* Problem details *
In the data that follows, each entry is to be restated exactly.
_____
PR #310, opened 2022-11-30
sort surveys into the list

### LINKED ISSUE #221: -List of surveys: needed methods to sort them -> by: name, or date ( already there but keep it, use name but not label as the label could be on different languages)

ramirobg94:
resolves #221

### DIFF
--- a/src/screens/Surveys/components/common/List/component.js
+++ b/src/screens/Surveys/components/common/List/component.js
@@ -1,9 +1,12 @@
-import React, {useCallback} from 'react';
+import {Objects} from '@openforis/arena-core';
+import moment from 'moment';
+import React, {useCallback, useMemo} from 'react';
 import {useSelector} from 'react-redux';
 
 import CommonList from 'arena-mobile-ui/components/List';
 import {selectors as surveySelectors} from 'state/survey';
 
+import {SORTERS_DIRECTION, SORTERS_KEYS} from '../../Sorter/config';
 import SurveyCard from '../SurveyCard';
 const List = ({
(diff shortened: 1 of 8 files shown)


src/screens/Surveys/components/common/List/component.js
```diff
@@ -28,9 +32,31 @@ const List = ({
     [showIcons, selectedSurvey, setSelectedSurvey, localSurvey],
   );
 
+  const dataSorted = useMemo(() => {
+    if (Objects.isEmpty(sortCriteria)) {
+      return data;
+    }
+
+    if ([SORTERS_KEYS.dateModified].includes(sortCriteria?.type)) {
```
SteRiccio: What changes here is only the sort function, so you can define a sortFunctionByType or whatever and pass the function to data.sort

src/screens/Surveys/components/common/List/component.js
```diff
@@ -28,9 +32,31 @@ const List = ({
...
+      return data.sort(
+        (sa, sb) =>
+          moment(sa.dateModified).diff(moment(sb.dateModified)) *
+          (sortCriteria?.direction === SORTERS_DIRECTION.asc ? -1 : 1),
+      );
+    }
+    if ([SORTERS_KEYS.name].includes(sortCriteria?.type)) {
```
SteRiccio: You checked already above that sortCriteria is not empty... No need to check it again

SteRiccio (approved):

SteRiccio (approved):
_____
* Solution *
PR #310, opened 2022-11-30
sort surveys into the list

### LINKED ISSUE #221: -List of surveys: needed methods to sort them -> by: name, or date ( already there but keep it, use name but not label as the label could be on different languages)

ramirobg94:
resolves #221

### DIFF
--- a/src/screens/Surveys/components/common/List/component.js
+++ b/src/screens/Surveys/components/common/List/component.js
@@ -1,9 +1,12 @@
-import React, {useCallback} from 'react';
+import {Objects} from '@openforis/arena-core';
+import moment from 'moment';
+import React, {useCallback, useMemo} from 'react';
 import {useSelector} from 'react-redux';
 
 import CommonList from 'arena-mobile-ui/components/List';
 import {selectors as surveySelectors} from 'state/survey';
 
+import {SORTERS_DIRECTION, SORTERS_KEYS} from '../../Sorter/config';
 import SurveyCard from '../SurveyCard';
 const List = ({
(diff shortened: 1 of 8 files shown)


src/screens/Surveys/components/common/List/component.js
```diff
@@ -28,9 +32,31 @@ const List = ({
     [showIcons, selectedSurvey, setSelectedSurvey, localSurvey],
   );
 
+  const dataSorted = useMemo(() => {
+    if (Objects.isEmpty(sortCriteria)) {
+      return data;
+    }
+
+    if ([SORTERS_KEYS.dateModified].includes(sortCriteria?.type)) {
```
SteRiccio: What changes here is only the sort function, so you can define a sortFunctionByType or whatever and pass the function to data.sort

src/screens/Surveys/components/common/List/component.js
```diff
@@ -28,9 +32,31 @@ const List = ({
...
+      return data.sort(
+        (sa, sb) =>
+          moment(sa.dateModified).diff(moment(sb.dateModified)) *
+          (sortCriteria?.direction === SORTERS_DIRECTION.asc ? -1 : 1),
+      );
+    }
+    if ([SORTERS_KEYS.name].includes(sortCriteria?.type)) {
```
SteRiccio: You checked already above that sortCriteria is not empty... No need to check it again

SteRiccio (approved):

SteRiccio (approved):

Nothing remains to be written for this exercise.